家族もチェックを!この症状があったら糖尿病を疑って
糖尿病は自覚症状が現れにくい病気と言われています。つい日常に負われて糖尿病のサインを見逃してはいませんか。ここで、血糖値が高い人に現れるサインをご紹介します。
- 水分を過剰にとる
- トイレの回数が増えた
- 尿の量が多くなった
- 体がだるそう。疲れやすくなった
- 食後すぐお腹がへってしまう
- 尿に泡が立つようになった(すぐには消えない泡)
- 尿の臭いがきつく、甘いにおいがする
- トイレの便器がべたべたする
- 食後急に眠くなる
ご家族の方にで「のどが渇く」「トイレの回数が多い」「疲れやすい」などの症状が現れたときは「もしかして糖尿病かも?」と注意してみてください。「最近忙しかったから疲れているだけ」と思っている間にも、糖尿病が進行しているかもしれません。そんな時、ご家族の注意深いサポートが大きな力を発揮します。糖尿病は早期発見が大切な病気です。

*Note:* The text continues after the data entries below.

PR #1381, opened 2023-10-26
Increase maxZoomLimit to 24

yohanboniface:
Even if this limit is not a hard limit, just a warning, we now have been proven some maps using custom backgrounds use zooms greater than 20.

Eg. this maps which allows zoom until 23:

https://umap.openstreetmap.fr/fr/map/cimetiere-asnieres-la-giraud_716488


davidbgk (approved):
🍂

PR #1393, opened 2023-11-07
Add triangle icon to form fieldset to make toggle clearer

yohanboniface:
[Screencast from 2023-11-07 17-52-14.webm](https://github.com/umap-project/umap/assets/146023/74fc71bc-8a39-4887-813b-aa66ca45e800)


umap/static/umap/img/source/24-white.svg
davidbgk, line 1: Do we still need the change on the `24` sizes?

davidbgk: New Inkscape version leads to new rounded values 😅

davidbgk (approved):

PR #1395, opened 2023-11-08
Refactor icon selector: use tabs, make options more explicit

yohanboniface:
image

TODO:
- [x] integration tests
- [x] make it open on the correct tab when a value is already set
- [ ] do not display preview icon if value is inherited
- [x] good highlight and selected effects
- [x] refactor symbol search
- [x]  decide if we keep the automagic "switch to white" feature (cf #1387)


davidbgk (approved):

yohanboniface:
>  do not display preview icon if value is inherited

That would need a refactor of how inheritance works, so I'll let it for another step

ttooff:
Hi, since this update, the text font size in the icon has increased. Can that be reverted, or better, configured?

yohanboniface:
Yes, see https://github.com/umap-project/umap/pull/1434

Thanks for raising the point!

PR #1401, opened 2023-11-10
Set a default favicon

davidbgk:
It was more complicated than expected.

Resources:
* https://evilmartians.com/chronicles/how-to-favicon-in-2021-six-files-that-fit-most-needs
* https://adamj.eu/tech/2022/01/18/how-to-add-a-favicon-to-your-django-site/


umap/urls.py
```diff
@@ -183,7 +183,15 @@
     re_path(r"^user/(?P<identifier>.+)/$", views.user_maps, name="user_maps"),
     re_path(r"", include(i18n_urls)),
 )
-urlpatterns += (path("stats/", cache_page(60 * 60)(views.stats), name="stats"),)
+urlpatterns += (
```
yohanboniface, line 186: Given those are static files, can't we let nginx serve them ?

davidbgk: We can put these routes before they hit Django if we control the instance but can we expect every deployment rely on nginx and admin will have the correct skills x rights to edit the configuration?

yohanboniface: I'd say it's a matter of documentation, we already have a bunch of Nginx configuration in the "Ubuntu" install process. But Can't we make that those file live under `/static/` so it automatically works ?

davidbgk: From what I understand, the favicon has to be at the root of the server `/favicon.ico` https://en.wikipedia.org/wiki/Favicon

yohanboniface: Ok, that's annoying. I thought that adding those meta would allow us to customize the path…

In this case, should we put all those files in a `/static/favicon/` subfolder, and then document a simple rule in nginx ?

I'm ok to add those URLs/view in Django, but I'm just trying to challenge a less intrusive scenario. :)

davidbgk: After discussion:

1. make a redirection to favicon.ico only + document the route to add in nginx
2. serve all others in static/favicons
3. create a view for the webmanifest to declare paths related to the static_url

PR #1408, opened 2023-11-15
Fix accordion arrow not displayed on Chromium

yohanboniface:
Screenshot from 2023-11-15 16-51-25
Screenshot from 2023-11-15 16-51-16


davidbgk (approved):
What about details/summary? 😈

yohanboniface:
> What about details/summary? 😈

Yep, let's do that, but in another move :)

PR #1409, opened 2023-11-15
More targeted CSS rule for button color

yohanboniface:
Otherwise it override forms button (which are in dark mode and thus need to keep the clear grey color)

image

image


yohanboniface:
Button and link in the share box does not have the exact same font rendering, but that's over my CSS skill and energy to fix that…

image

davidbgk (approved):

PR #1410, opened 2023-11-15
Add tests for favicon-related views

davidbgk:


umap/views.py
```diff
@@ -422,7 +422,7 @@ def _urls_for_js(urls=None):
 
 
 def simple_json_response(**kwargs):
-    return HttpResponse(json.dumps(kwargs))
+    return HttpResponse(json.dumps(kwargs), content_type="application/json")
```
davidbgk, line 425: @yohanboniface I made a PR just for that line, does it look OK to you?

yohanboniface: It does!

yohanboniface (approved):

2.大切なのは食事。糖尿病の人の食事について理解しよう
初期の2型糖尿病の治療では食べ過ぎ状態を少し直すだけでOK!糖尿病治療の基本「食事療法」です。合併症が起きていない初期の患者さんであれば食事療法を実践するだけでも血糖値をコントロールし正常範囲に保つことが期待できます
糖尿病は生活習慣病です。家族の一人が糖尿病と診断されたということは、一緒に生活しているご家族にも、糖尿病になる危険性を秘めた生活習慣の中にいる可能性があります。糖尿病の食事療法の基本は規則正しい時間に栄養バランスの良い食事をとることです。「甘いもの」「塩辛いもの」「油っぽいもの」といった好きなものに偏った食事は改めましょう。
これを機会に。糖尿病の人の家族も食事を見なおそう
糖尿病の食餌療法は、栄養バランスが良く、糖尿病でない人にも大変質の良い食事です。是非ご家族そろって食習慣を見直すきっかけとしてください。患者さんの治療だけではなく、ご家族も健康的な食習慣を手に入れることができ、何よりも患者さんご本人にとっては食事療法を続ける励みになります。

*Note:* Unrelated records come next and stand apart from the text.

PR #1413, opened 2023-11-18
Integrate with Github CI

almet:
- [x] Create Github Actions to run the tests
- [x] Make github actions use postgres
- [x] Make Playwright work
- [x] Support for python 3.12
- [x] Format the files 
- [x] Make the linter happy


almet:
I don't understand why the CI is not using the proper database configuration.

image

shows that it uses the "postgres" database, whereas I'm defining this otherwise in `tests/settings.py`:

```python

if os.environ.get("GITHUB_ACTIONS", False) == "true":
    DATABASES = {
        "default": {
            "ENGINE": "django.contrib.gis.db.backends.postgis",
            "NAME": "umap",
            "USER": "umap",
            "PORT": 5432,
            "PASSWORD": "umap",
        }
    }
```

almet:
The error is now, trying to fix it by specifying the `HOST`.
```
psycopg2.OperationalError: connection to server on socket "/var/run/postgresql/.s.PGSQL.5432" failed: No such file or directory
```

almet:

ただし、ご家族の中に成長期のお子さんや活動量の多い方がいる時は、栄養やエネルギーが不足しないように少しだけ注意してください。このような場合には、主食を増やしたり、脂が多くなり過ぎないように注意しながら、お肉やお魚の量を増やすことで対応してみてください。個別に一品追加するのも良いでしょう
また長期間に渡って続けなければならない糖尿病の食事療法は、患者さんご本人も大変ですが、食事を準備するご家族の方も大変です。最近は糖尿病食の宅配やレトルト食品も多数登場しています。そういったものを上手く利用して無理なく食事療法を続けて習慣にしていくことが大切です。

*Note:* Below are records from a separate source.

PR #1645, opened 2024-02-21
fix: zoomControl rendered twice

### LINKED ISSUE #1644: Zoom control appears twice when map is embedded or shared (customised view)
**Describe the bug**
When a map is shared via the option "share this link to open a customised map view, using the default link provided, the + and - zoom controls appear twice in the top left of the shared map.
If the option "Display zoom control" is set to "Never", the zoom control is shown once.

The same happens when embedding the map - that was how I first noticed it, as the duplicated controls take up a lot of space in a small iframe for embedding in a blog.

It does not seem to depend on any particular map being edited, it happens on a completely new map, whether signed in or not.

**To Reproduce**
1. Go to https://umap.openstreetmap.fr/en/
2. Click on 'Create a Map.'
3. Click the Share icon
4. Go to the "Direct Link" option near the bottom and copy the default link provided, e.g. https://umap.openstreetmap.fr/en/map/new/?scaleControl=false&miniMap=false&scrollWheelZoom=false&zoomControl=true&editMode=disabled&moreControl=true&searchControl=null&tilelayersControl=null&embedControl=null&datalayersControl=true&onLoadPanel=undefined&captionBar=false&captionMenus=true
5. Paste the link into a browser. The icons at top left are + - + -. 

**Expected behavior**
The zoom control should only appear once given the default setting, and should respond appropriately to the Hidden and Never settings.

**Screenshots**
image

An example of an embedded map from the project documentation at https://docs.framasoft.org/fr/umap/ - you can see how the duplicated controls eat up space on the left:
image

 - Windows 11
 - Firefox, Edge

yohanboniface:
fix #1644

### DIFF
--- a/umap/static/umap/js/umap.js
+++ b/umap/static/umap/js/umap.js
@@ -125,18 +125,12 @@ U.Map = L.Map.extend({
     // To be used in javascript APIs
     if (geojson.properties.lang) L.lang = geojson.properties.lang
 
-    // Don't let default autocreation of controls
-    const zoomControl =
-      typeof geojson.properties.zoomControl !== 'undefined'
-        ? geojson.properties.zoomControl
-        : true
-    geojson.properties.zoomControl = false
-    const fullscreenControl =
-      typeof geojson.properties.fullscreenControl !== 'undefined'
-        ? geojson.properties.fullscreenControl
-        : true
-    geojson.properties.fullscreenControl = false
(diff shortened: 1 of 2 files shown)


jschleic (approved):
Looks good and I can confirm that it fixes the duplicated zoom controls.

yohanboniface:
Thanks! I'll do a patch release soon!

3.家族の支えが大切。糖尿病患者さんの心のサポートとは?
糖尿病患者さんは「不安」「悩み」を一人で抱えがちです。これまでの食生活、生活習慣に後悔し、ひどく落ち込む人もいます。その結果、糖尿病&うつ状態になってしまう人も少なくありません。
そんな時、ご家族の方のちょっとした気配りが、患者さんの心の大きな支えになります。患者さんの多くは心の不調や体の不調を感じた時、誰かに話を聞いてもらいたいという気持ちがこみ上げてくるそうです。
まずは患者さんの話に耳を傾けてあげてください。そして患者さんが話をしたくなったら、ゆっくり時間をとって、じっくり話を聞いてあげてください。その際、否定したりせず、本人が一番言いたいことは何か理解するよう心がけましょう。そっと見守りながら、理解しようという姿勢が大切です。
まとめ
糖尿病は自覚症状が現れにくい病気です。気づかないうちに病状が進行し、合併症が始まっているケースもあります。まずはご家族の方が小さなサインに気づいてあげることが重要です。そして一緒に食事療法に参加し、患者さんの心の声に耳を傾け、孤独感を取り除いて差し上げてください。
身近にいるご家族だからこそできるケアはたくさんあります。糖尿病は、合併症を発症しない限り、糖尿病ではない方と同じように日常生活を送ることができます。もしご家族が糖尿病になっても悲観せず、より健康的な生活習慣をご家族そろって目指してください。